==== DATA SHOWN
PR #2672, opened 2019-03-21
ENCD-4349 restrict gm reagents

p-sud:


src/encoded/upgrade/genetic_modification.py
```diff
@@ -185,4 +185,78 @@ def genetic_modification_5_6(value, system):
...
+                for source, regex in sources.items():
+                    if re.match(regex, identifier) is not None:
+                        matching.append((source_name, source, identifier))
+            if not matching:
+                unmatched_reagents += '{} '.format(json.dumps(reagent))
+            else:
+                if len(matching) >= 2:
+                    # Bring the identifier with matching source to the reagent to the top
+                    matching.sort(key=lambda match: int(match[1] in match[0]), reverse=True)
+                    # matching = [i for i in matching if i[1] in i[0]]
```
caseylitton: extra comment?

src/encoded/upgrade/genetic_modification.py
```diff
@@ -185,4 +185,78 @@ def genetic_modification_5_6(value, system):
...
+        if unmatched_reagents:
+            date = time.strftime('%m/%d/%Y')
+            message = 'On {}, the following reagents were removed due to invalid identifer: '.format(date)
+            if 'notes' in value:
+                new_notes = value['notes'] + ' ' + message + unmatched_reagents
+            else:
+                new_notes = message + unmatched_reagents
+            new_notes = new_notes.strip()
+            value['notes'] = new_notes
+        del value['reagents']
```
caseylitton: This is kinda weird hanging out here all alone.  Do we delete the reagents if there are not any new_reagents?  Maybe we should delete them at the top, I think there is a way to pop from a dict instead of 'reagents = value.get('reagents')'  and then delete.

src/encoded/upgrade/genetic_modification.py
```diff
@@ -185,4 +185,78 @@ def genetic_modification_5_6(value, system):
...
+        if new_reagents:
+            value['reagents'] = new_reagents
```
caseylitton: I wonder if this can be created in the for loop, we're removing reagent from value, so we could just value[reagents].append(new_reagent).  The var 'new_reagents' isn't really used.

src/encoded/upgrade/genetic_modification.py
```diff
@@ -185,4 +185,78 @@ def genetic_modification_5_6(value, system):
...
+                if len(matching) >= 2:
+                    # Bring the identifier with matching source to the reagent to the top
+                    matching.sort(key=lambda match: int(match[1] in match[0]), reverse=True)
+                    # matching = [i for i in matching if i[1] in i[0]]
+                _, source, identifier = matching[0]
+                new_identifier = ('{}:{}'.format(source, identifier))
+                new_reagent['identifier'] = new_identifier
+                new_reagents.append(new_reagent)
+        # Dump the unmatched identifier reagents to the notes
+        if unmatched_reagents:
```
caseylitton: This block of code is different, it creates value['notes'] based on unmatched reagents.  But it sitting in between code that acts on value['reagents'].  But they are not dependent on each other.  I might finish with the value reagents and then create the value notes at the end.

src/encoded/upgrade/genetic_modification.py
```diff
@@ -185,4 +185,78 @@ def genetic_modification_5_6(value, system):
...
+    # https://encodedcc.atlassian.net/browse/ENCD-4349
+    import re
+    import copy
+    import time
+    import json
+
+    conn = system['registry'][CONNECTION]
+
+    sources = {
+        'addgene': r'^\d{5,6}$',
```
caseylitton: Did you look at re.pattern?  I think you can create all these regex experssion in a pattern the then use them directly....
```
if sources[source_from_reagent].match(regex, identifier) is not None:
   etc...
```

src/encoded/upgrade/genetic_modification.py
```diff
@@ -185,4 +185,78 @@ def genetic_modification_5_6(value, system):
...
+            new_reagent = copy.deepcopy(reagent)
+            matching = []
+            source_from_reagent = None
+            for source in sources:
+                if source in source_name:
+                    source_from_reagent = source_name
+                    break
+            # Preferentially add prefix to reagent that matches the reagent source
+            if source_from_reagent is not None:
+                regex = sources[source_from_reagent]
```
caseylitton: I think this block could be added to the above for directly.  Then if the for loop exits without setting source_from_reagent we can 
```
if not source_from_reagent:
    for source, regex in sources.items():
        ....2nd for loop check
```
Also, we don't need to break in the second for loop like we do in the first?  The second could add multiple values.

And do we need to specifically check is not None in all these cases?

'regex' is not a good variable name, pretty generic.  'src_regex' would be better.

src/encoded/upgrade/genetic_modification.py
```diff
@@ -185,4 +185,78 @@ def genetic_modification_5_6(value, system):
...
+                if re.match(regex, identifier) is not None:
+                    matching.append((source_name, source_from_reagent, identifier))
+            else:
+                for source, regex in sources.items():
```
caseylitton: I wonder if we need to for loop for the same dict.  Maybe we do it in one, where we add 'matching.append((source_name, source, identifier))' but if we find 'if source in source_name:' then override matching with 'matching.append((source_name, source_from_reagent, identifier))' and then break.

I don't know, seems like it might have the same outcome.

src/encoded/upgrade/genetic_modification.py
p-sud: In this case, I want to preserve the mapping between source name and the appropriate regular expression. It could be done with pattern, but then I would have to name the groups in the regex to preserve the information (?P<id>), then extract the group names indirectly via Pattern.groupindex. This seems like a more straightforward way to do keep the source information

src/encoded/upgrade/genetic_modification.py
p-sud: 1. & 2. ) The loops definitely could be consolidated. The second loop shouldn't break because it is possible for the identifier to match multiple and we want to catch all of them.
3. ) re.match returns None if there is no match, so checking 'if re.match(...)' should suffice. I'll change this
4. ) I'll change regex to src_regex.

src/encoded/upgrade/genetic_modification.py
p-sud: It's probably a good idea to consolidate it into one for loop over the dict, I'll change it.

src/encoded/upgrade/genetic_modification.py
p-sud: Yeah it's obsolete code from when I was trying to get the upgrade to work. I'll delete it.

src/encoded/upgrade/genetic_modification.py
p-sud: Rearranged

src/encoded/upgrade/genetic_modification.py
p-sud: Yeah we still want to delete them if there aren''t any new ones. .pop is a good idea, I'll add that in.

src/encoded/upgrade/genetic_modification.py
p-sud: In some cases we don't want value to have a "reagents" key at all. To be able to append you'd at least need value[reagents] to be an empty list. I think this way is cleaner than adding it in the for loop would be.

src/encoded/audit/genetic_modification.py
```diff
@@ -73,3 +73,28 @@ def audit_genetic_modification_reagents(value, system):
...
             yield AuditFailure('missing genetic modification reagents', detail, level='WARNING')
+
+
+@audit_checker('GeneticModification', frame='object')
+def audit_genetic_modification_reagent_source(value, system):
+    reagents = value.get('reagents', [])
+    for reagent in reagents:
+        source = reagent['source']
+        identifier = reagent['identifier']
+        source_name = source.split('/')[2]
```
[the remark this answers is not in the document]
gabdank: @caseylitton source.split('/')[2] relies on the identifier structure of source objects, and the embedding of the source object in genetic_modification. I assume @p-sud can add a check that will prevent the exception in case of identifier structure change or embedding change in the future.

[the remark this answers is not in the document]
p-sud: Yeah I'll change this to get the source object from the using its @id in the reagent, and then use the source's 'name' instead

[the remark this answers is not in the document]
p-sud: I'm no longer using source_name = source.split('/')[2], I've changed the audit to request.embed the source object then access source.name. source_name_from_identifier is fine as is because it is guaranteed by the schema to include a colon in the middle, and disallow other colons.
========
● **EXERCISE DETAILS**
Which of the lines above hold the string "these"? Pick each of them out.

● **ANSWER TO THE PROBLEM**
caseylitton: Did you look at re.pattern?  I think you can create all these regex experssion in a pattern the then use them directly....
And do we need to specifically check is not None in all these cases?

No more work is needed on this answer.